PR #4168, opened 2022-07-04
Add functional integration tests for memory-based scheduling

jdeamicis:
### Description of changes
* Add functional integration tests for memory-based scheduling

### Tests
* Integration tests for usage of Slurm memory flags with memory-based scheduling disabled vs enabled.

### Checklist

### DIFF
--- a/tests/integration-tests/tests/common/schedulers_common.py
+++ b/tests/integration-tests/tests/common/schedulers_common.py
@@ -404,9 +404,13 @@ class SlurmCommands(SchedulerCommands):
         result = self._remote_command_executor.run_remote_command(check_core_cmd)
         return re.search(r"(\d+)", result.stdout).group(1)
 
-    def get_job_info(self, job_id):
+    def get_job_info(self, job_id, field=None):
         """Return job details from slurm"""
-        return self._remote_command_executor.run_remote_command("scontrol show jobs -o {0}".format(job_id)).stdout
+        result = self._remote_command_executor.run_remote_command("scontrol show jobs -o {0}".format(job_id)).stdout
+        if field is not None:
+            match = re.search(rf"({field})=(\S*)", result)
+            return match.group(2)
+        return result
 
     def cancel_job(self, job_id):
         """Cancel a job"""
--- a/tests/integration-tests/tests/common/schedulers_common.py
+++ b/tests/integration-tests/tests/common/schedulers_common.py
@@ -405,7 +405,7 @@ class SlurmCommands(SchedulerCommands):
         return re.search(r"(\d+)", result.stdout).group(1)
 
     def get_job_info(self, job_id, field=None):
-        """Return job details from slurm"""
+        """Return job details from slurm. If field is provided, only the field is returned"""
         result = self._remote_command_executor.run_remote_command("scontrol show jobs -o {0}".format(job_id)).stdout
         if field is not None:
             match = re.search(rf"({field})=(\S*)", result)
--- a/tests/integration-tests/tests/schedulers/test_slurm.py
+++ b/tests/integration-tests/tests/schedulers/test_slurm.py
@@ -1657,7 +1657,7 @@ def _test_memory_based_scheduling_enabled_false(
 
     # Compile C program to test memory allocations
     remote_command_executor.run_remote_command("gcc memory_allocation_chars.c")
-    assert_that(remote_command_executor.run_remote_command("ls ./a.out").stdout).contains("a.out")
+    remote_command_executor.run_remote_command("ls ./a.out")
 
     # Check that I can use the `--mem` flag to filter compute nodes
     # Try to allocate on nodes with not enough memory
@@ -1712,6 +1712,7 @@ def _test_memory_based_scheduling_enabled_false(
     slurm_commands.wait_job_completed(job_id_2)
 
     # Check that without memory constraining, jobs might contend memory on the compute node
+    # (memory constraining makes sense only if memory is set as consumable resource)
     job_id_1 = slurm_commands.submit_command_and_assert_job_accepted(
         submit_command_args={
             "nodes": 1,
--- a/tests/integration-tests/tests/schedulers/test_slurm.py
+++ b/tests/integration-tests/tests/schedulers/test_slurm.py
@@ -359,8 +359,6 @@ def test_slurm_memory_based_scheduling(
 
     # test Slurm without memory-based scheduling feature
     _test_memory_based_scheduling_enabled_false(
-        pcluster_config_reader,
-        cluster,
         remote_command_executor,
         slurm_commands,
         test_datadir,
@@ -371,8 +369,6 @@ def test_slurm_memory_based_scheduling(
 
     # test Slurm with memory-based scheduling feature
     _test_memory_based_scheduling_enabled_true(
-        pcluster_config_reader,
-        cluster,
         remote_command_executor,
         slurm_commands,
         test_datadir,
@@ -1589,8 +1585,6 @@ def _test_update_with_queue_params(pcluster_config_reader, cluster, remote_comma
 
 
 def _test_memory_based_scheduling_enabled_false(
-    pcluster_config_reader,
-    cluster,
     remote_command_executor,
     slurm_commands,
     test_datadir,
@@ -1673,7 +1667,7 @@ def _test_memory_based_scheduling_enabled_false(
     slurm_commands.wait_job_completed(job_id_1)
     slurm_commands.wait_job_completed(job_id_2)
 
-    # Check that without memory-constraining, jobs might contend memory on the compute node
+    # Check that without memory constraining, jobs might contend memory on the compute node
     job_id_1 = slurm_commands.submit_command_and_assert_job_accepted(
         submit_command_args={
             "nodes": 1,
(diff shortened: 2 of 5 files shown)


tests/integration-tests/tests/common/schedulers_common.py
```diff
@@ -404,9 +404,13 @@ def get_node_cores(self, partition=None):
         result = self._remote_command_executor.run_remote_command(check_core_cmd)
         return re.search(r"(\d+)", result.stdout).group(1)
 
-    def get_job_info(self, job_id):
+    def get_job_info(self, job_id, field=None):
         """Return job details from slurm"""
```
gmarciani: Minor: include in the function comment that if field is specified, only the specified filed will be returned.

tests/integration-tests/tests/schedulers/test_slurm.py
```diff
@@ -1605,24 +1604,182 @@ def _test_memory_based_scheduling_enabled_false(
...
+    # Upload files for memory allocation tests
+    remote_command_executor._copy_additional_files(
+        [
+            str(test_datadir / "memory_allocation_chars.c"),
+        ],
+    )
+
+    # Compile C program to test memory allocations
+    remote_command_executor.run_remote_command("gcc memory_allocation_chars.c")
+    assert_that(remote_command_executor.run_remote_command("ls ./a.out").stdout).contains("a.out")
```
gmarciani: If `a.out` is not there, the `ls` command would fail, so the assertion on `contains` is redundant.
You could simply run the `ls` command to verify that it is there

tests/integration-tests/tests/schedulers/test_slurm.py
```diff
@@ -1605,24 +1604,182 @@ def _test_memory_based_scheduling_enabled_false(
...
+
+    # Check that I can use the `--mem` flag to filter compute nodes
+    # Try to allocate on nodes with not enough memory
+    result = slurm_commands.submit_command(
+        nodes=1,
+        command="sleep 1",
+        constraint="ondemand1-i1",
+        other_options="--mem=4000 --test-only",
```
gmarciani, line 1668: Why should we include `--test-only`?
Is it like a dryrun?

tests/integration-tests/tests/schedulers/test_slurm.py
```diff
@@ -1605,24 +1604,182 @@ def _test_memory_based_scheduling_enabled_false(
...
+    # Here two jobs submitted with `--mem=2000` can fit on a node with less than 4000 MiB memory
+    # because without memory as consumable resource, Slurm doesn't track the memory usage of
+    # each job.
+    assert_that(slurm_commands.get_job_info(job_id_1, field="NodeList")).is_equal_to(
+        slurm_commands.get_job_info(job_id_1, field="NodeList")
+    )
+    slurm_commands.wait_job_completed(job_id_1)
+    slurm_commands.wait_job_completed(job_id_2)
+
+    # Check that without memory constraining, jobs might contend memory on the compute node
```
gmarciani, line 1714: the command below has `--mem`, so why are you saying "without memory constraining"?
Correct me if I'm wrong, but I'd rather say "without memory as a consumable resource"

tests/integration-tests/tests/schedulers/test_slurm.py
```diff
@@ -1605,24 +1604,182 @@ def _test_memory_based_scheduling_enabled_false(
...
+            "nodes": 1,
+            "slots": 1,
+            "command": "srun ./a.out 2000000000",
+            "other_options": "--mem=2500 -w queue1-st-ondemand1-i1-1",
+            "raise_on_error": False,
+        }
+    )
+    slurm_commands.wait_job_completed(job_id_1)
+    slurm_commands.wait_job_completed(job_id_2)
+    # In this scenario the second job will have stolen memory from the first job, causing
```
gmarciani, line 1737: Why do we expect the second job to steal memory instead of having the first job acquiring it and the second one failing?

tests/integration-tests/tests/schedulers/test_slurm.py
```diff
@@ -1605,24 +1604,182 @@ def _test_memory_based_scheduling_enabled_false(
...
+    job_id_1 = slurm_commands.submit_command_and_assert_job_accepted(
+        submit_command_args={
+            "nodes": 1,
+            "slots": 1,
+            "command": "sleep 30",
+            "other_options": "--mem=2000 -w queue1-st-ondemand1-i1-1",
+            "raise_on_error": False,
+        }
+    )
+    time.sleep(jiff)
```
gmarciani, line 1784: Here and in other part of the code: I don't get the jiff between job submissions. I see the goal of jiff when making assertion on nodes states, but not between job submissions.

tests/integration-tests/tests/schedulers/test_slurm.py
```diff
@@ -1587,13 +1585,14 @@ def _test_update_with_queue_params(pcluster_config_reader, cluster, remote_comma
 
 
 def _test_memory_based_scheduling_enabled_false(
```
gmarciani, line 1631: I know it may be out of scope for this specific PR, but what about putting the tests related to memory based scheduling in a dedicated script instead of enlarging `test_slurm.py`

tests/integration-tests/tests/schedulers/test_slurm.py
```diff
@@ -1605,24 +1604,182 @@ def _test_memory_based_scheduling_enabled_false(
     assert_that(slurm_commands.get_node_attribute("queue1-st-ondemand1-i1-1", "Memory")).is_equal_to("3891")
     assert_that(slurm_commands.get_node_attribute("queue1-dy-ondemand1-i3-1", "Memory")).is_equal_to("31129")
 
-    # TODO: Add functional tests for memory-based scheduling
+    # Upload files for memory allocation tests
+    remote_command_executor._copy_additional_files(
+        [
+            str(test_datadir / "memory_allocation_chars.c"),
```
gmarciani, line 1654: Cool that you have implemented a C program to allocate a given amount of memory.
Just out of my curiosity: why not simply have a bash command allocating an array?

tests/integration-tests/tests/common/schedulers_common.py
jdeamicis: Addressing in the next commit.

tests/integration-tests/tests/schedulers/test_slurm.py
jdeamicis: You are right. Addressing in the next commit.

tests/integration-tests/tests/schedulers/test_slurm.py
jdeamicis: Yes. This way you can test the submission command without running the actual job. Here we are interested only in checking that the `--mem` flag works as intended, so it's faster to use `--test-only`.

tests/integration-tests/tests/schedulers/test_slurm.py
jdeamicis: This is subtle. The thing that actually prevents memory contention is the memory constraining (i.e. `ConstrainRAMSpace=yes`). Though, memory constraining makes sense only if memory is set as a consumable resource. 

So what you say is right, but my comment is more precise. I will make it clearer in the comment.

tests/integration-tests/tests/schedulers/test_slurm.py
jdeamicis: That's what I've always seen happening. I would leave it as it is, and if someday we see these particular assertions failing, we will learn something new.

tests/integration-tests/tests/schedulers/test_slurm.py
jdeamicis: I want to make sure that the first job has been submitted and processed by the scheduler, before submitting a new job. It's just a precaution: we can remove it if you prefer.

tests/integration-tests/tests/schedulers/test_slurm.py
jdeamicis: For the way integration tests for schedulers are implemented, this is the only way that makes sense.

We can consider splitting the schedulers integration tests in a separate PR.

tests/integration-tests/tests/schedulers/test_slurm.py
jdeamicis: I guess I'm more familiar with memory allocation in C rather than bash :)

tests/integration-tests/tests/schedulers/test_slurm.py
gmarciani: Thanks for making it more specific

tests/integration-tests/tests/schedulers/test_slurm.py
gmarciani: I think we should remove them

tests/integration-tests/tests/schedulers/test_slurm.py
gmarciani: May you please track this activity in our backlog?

- Activity: Transcribe, with no changes, the listing above from its first line through the line with "-1657,7 +1657,7 @@", including that line, and stop once it is done.

- Answer space:
PR #4168, opened 2022-07-04
Add functional integration tests for memory-based scheduling

jdeamicis:
### Description of changes
* Add functional integration tests for memory-based scheduling

### Tests
* Integration tests for usage of Slurm memory flags with memory-based scheduling disabled vs enabled.

### Checklist

### DIFF
--- a/tests/integration-tests/tests/common/schedulers_common.py
+++ b/tests/integration-tests/tests/common/schedulers_common.py
@@ -404,9 +404,13 @@ class SlurmCommands(SchedulerCommands):
         result = self._remote_command_executor.run_remote_command(check_core_cmd)
         return re.search(r"(\d+)", result.stdout).group(1)
 
-    def get_job_info(self, job_id):
+    def get_job_info(self, job_id, field=None):
         """Return job details from slurm"""
-        return self._remote_command_executor.run_remote_command("scontrol show jobs -o {0}".format(job_id)).stdout
+        result = self._remote_command_executor.run_remote_command("scontrol show jobs -o {0}".format(job_id)).stdout
+        if field is not None:
+            match = re.search(rf"({field})=(\S*)", result)
+            return match.group(2)
+        return result
 
     def cancel_job(self, job_id):
         """Cancel a job"""
--- a/tests/integration-tests/tests/common/schedulers_common.py
+++ b/tests/integration-tests/tests/common/schedulers_common.py
@@ -405,7 +405,7 @@ class SlurmCommands(SchedulerCommands):
         return re.search(r"(\d+)", result.stdout).group(1)
 
     def get_job_info(self, job_id, field=None):
-        """Return job details from slurm"""
+        """Return job details from slurm. If field is provided, only the field is returned"""
         result = self._remote_command_executor.run_remote_command("scontrol show jobs -o {0}".format(job_id)).stdout
         if field is not None:
             match = re.search(rf"({field})=(\S*)", result)
--- a/tests/integration-tests/tests/schedulers/test_slurm.py
+++ b/tests/integration-tests/tests/schedulers/test_slurm.py
@@ -1657,7 +1657,7 @@ def _test_memory_based_scheduling_enabled_false(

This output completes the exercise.